4.2 Comparison with Other Studies

This type of economic analysis, calculating the incremental cost per QALY gained, is not common in economic evaluations of service reconfiguration [8, 14, 15], meaning this is one of the few cost-utility analyses in this area. Greving et al. developed a decision model to evaluate the centralisation of ovarian cancer services in hospitals in the Netherlands; services provided in semi-specialised hospitals compared to general hospitals were cost-effective at €7135/QALY gained, but tertiary hospital care was not (€102,642/QALY) [57]. The majority of evaluations in this area focus on the relationship between hospital patient volume and clinical outcomes, with some evidence that concentrating procedures in high-volume hospitals is related to improved clinical outcomes [2, 3, 58]. The methodology of many of these studies, though, means that caution should be exercised when interpreting and comparing these results [8].

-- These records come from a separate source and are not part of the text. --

PR #6307, opened 2024-06-14
[Lexical][CI] Fix issues in after_approval workflow

Sahejkm:
## WHAT
Fix some issues in Lexical CI job  after observing past runs :
- path-ignore for e2e tests not working due to warning on wrong keyword, should be replaced by path_ignore 
Screenshot 2024-06-14 at 11 05 57 AM

- flaky-test notice not working on "PRs from forks"
https://github.com/facebook/lexical/actions/runs/9506494216/job/26204471038?pr=6274

- concurrent-workflow skipping all concurrent workflows running on multiple PRs rather just for the PR in focus, - change settings from 'always' to "same_content_newer".

## Test plan

#6308

### DIFF
--- a/.github/workflows/after-approval.yml
+++ b/.github/workflows/after-approval.yml
@@ -29,7 +29,7 @@ jobs:
     if: always()
     steps:
       - name: Flaky test notice PR comment
-        if: (${{ github.event.pull_request.head.repo.full_name == 'facebook/lexical' }} && (needs.e2e-tests.result == 'failure' || needs.e2e-tests.result == 'cancelled'))
+        if: (needs.e2e-tests.result == 'failure' && ${{ github.event.pull_request.head.repo.full_name == 'facebook/lexical' }}) || (needs.e2e-tests.result == 'cancelled' && ${{ github.event.pull_request.head.repo.full_name == 'facebook/lexical' }})
         uses: thollander/actions-comment-pull-request@v2
         with:
           message: |
--- a/.github/workflows/after-approval.yml
+++ b/.github/workflows/after-approval.yml
@@ -23,26 +23,6 @@ jobs:
     if: needs.pre_job.outputs.should_skip != 'true' && (github.event.review.state == 'approved' && !contains(github.event.pull_request.labels.*.name, 'extended-tests'))
     uses: ./.github/workflows/call-e2e-all-tests.yml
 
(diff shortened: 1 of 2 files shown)


.github/workflows/after-approval.yml
```diff
@@ -6,34 +6,23 @@ on:
...
           skip_after_successful_duplicate: 'true'
           do_not_skip: '["pull_request", "merge_group"]'
-          paths-ignore: '["packages/lexical-website/**", "packages/*/README.md", ".size-limit.js"]'
+          paths_ignore: '["packages/lexical-website/**", "packages/*/README.md", ".size-limit.js"]'
   e2e-tests:
     needs: pre_job
     if: needs.pre_job.outputs.should_skip != 'true' && (github.event.review.state == 'approved' && !contains(github.event.pull_request.labels.*.name, 'extended-tests'))
     uses: ./.github/workflows/call-e2e-all-tests.yml
 
-  flaky-test-notice:
```
potatowagon, line 25: can we please leave this here first? it still works on branches on this repo. ill like to try and fix instead of deleting it so quickly

Sahejkm: - this keeps the pipeline red and its not a new issue we are trying to fix, its kinda wrong signal to PRs from forks, lemme check if we can figure out if PR is from fork else i would like to not make the CI red

- we can readd this once we have the fix ready

potatowagon: >lemme check if we can figure out if PR is from fork else i would like to not make the CI red

this would be great, if its failing the ci and cant figure something out for the above then im ok to remove first.

Sahejkm: @potatowagon  i tried couple if approaches but looks like "always()" is causing this step to always run regardless of whatever if else check i put related to ${{ github.event.pull_request.head.repo.full_name != 'facebook/lexical' }} anywhere in code.

would prefer removing this 1st till we get a better fix

Sahejkm: check this weird run

https://github.com/facebook/lexical/actions/runs/9510521267/job/26215150424

Screenshot 2024-06-14 at 12 55 08 PM

it evaluating (true && (needs.e2e)) as true

potatowagon (approved):

PR #6318, opened 2024-06-17
Few missing exports that are useful

Piechota:
Just added bunch of exports that were useful to me.
Might help others.


Sahejkm (approved):
LGTM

4.3 Conclusions and Implications

There is some evidence for cost-effectiveness of the LC reconfigurations, with the strongest being for prostate cancer. It is not clear, however, that the individual cancer reconfigurations could be implemented alone, especially as urology cancer pathways overlap clinically, so, perhaps the results of the four analyses need to be considered together. The results of this analysis should be interpreted with caution due to the small patient numbers and the number of assumptions made, and should be considered alongside the clinical evidence available. It would be important for future work to be able to more explicitly consider patient outcomes, for example, by routinely collecting brief patient-reported quality-of-life measures such as the EQ-5D-5L.